### YOUR INSTRUCTIONS
The entries follow. Please return all of them exactly.

### DATA RECORDS
Issue #11676, opened 2023-02-20
[🚀 Feature]: Selenium Manager downloads latest version of Chrome browser


bonigarcia:
### Status
* Rust - #12353 
* Ruby - #12398 
* Python - #12404 
* .NET - #12405 
* JS - #12411 
* Java - #12424

### Feature and motivation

### YOUR SOLUTION
Issue #11676, opened 2023-02-20
[🚀 Feature]: Selenium Manager downloads latest version of Chrome browser


bonigarcia:
### Status
* Rust - #12353 
* Ruby - #12398 
* Python - #12404 
* .NET - #12405 
* JS - #12411 
* Java - #12424

### Feature and motivation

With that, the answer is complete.